In any case, that is how my father came, at the age of ten, to be an acolyte and finally a fully ordained monk of the Thai Forest order. He was renamed Ajahn Mehta and renounced the world entirely and with a full heart, or so it seemed. For a full fifty years he lived this life, in the fullness of time becoming the abbot of his monastery. He was, by all accounts, a sober, upright, firm, yet humorous and loving teacher, beloved by all those who lived, worked at, or visited this place of peace and calm.

At the age of sixty, while sitting in meditation, much as he had always done, my father became fully enlightened. No one was more astonished than he himself at this turn of events. Decades ago he had ceased seeking such a state, for he knew that in the seeking was the source of suffering. He had lost all desire for this, even the sneaking thought in the back of his mind, for he sought more than anything the clarity of being content in the present moment as it was. Yet it was clear to all those who came near him that he was utterly transformed. He had a glow about him, so they say, and suddenly seemed to know all there was to know.

But most astonishing of all was that, laughing and capering as he never had before, he declared that his new, deep understanding was leading him away from the monastery and into the life of a householder, a life he had never known. Such consternation this caused in the order! That one of their own should become enlightened, only to leave the confines where this had been made possible! It was a scandal! Could this actually be?

With great merriness, my father assured them that it was so and that he intended to leave as soon as his successor as abbot could be named. He did name him and, no surprise, his choice was a young, impulsive monk whose choosing caused no end of surprise and horror. Yet, it could not be gainsaid, and abbot he was and still is (and a fine one, as it turns out).

Most horrifying of all to the members of his order, he made it known that one aspect of his new-found way of knowing was to take a wife and beget children! He has told me since that it was the very awareness of the powers carried in our family line that made it clear to him that, far from being right that it should end with him, every attempt should be made to carry it on. It did not take long for a man of his accomplishments and shining demeanor to meet and marry a strong, merry woman, my mother, Theresa, nearly 35 years his junior who has, to this day, borne him ten children, of which I am the eldest.

Now it is my turn. I am Jacob, too.

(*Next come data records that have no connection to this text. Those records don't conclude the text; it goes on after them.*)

PR #531, opened 2020-05-23
Allow adding the body of the PR to the release

gavinlove:
We make extensive use of the pull request body and automatically send out the release body to a group of people when the release is deployed.

As such I would like to stop having to copy the PR body manually into the release notes. 

I have added a test however it is not very good because I think I need to be a PR in this [repo]( https://github.com/TimonVS/release-drafter-test-repo) with a body to do a proper test. If there is a way to get that or another way to add a test body please do let me know.

fixes #517

### DIFF
--- a/index.js
+++ b/index.js
@@ -40,6 +40,7 @@ module.exports = (app) => {
       context,
       branch,
       lastRelease,
+      config,
     })
 
     const sortedMergedPullRequests = sortPullRequests(
--- a/lib/commits.js
+++ b/lib/commits.js
@@ -33,6 +33,7 @@ module.exports.findCommitsWithAssociatedPullRequestsQuery = /* GraphQL */ `
                   nodes {
                     title
                     number
+                    body
                     author {
                       login
                     }
--- a/lib/commits.js
+++ b/lib/commits.js
@@ -7,6 +7,7 @@ module.exports.findCommitsWithAssociatedPullRequestsQuery = /* GraphQL */ `
     $name: String!
     $owner: String!
     $branch: String!
+    $withPullRequestBody: Boolean!
     $since: GitTimestamp
     $after: String
   ) {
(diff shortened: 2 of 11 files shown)


jetersen:
Can you please revert all formatting changes?

gavinlove:
Sure, although it was the pre-commit hook that made the changes. I will disable revert.

jetersen:
I would prefer if those style changes are done in a separate pr

gavinlove:
Makes sense!

lib/commits.js
```diff
@@ -33,6 +33,7 @@ module.exports.findCommitsWithAssociatedPullRequestsQuery = /* GraphQL */ `
                   nodes {
                     title
                     number
+                    body
```
jetersen, line 36: let me regenerate after adding some body to those PRs :)

jetersen:
of course the style PR introduced breaking changes.

gavinlove:
Always the way :(

lib/commits.js
jetersen: Perhaps the GraphQL can optionally only query for this if `change-template` includes `$BODY` thus reducing the amount of data required and reducing the time to response?

index.js
```diff
@@ -40,6 +40,7 @@ module.exports = (app) => {
       context,
       branch,
       lastRelease,
+      config
```
jetersen, line 43: According to style it should be 😅 
```suggestion
      config,
```

jetersen:
Hmm I want to add lint CI to save time with styling 😅

index.js
gavinlove: Doh! yeah, I disabled the hook!

lib/commits.js
gavinlove: Good call on this when I tested it I noticed the difference in the time to respond.

jetersen:
@gavinlove I have added some bodies to the fixtures, can you try and regenerate?

gavinlove:
Will do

I have been called to go to a place far, far away from here and my father has blessed my going to do what I can. I have some ability to heal, it seems, and kindness still is my watchword. I have the tendency to gain weight that most of my antecedents share, but know that acts of kindness can keep this in check.

I know this is an inadequate story, for it is not my calling to be able to write such things. I thank you for your patience if you have come this far with me. We, my siblings and I, have great work to do. What my father seeks is that we spread the love contained in our hearts as far and wide as we can and I, for one, intend to honor this intent. It is his hope, and mine, that the world thereby be made a better place. This can come to pass, we hope, if all of us, those of us truly descended from him as well as all of you, should think of ourselves as Jacob's children.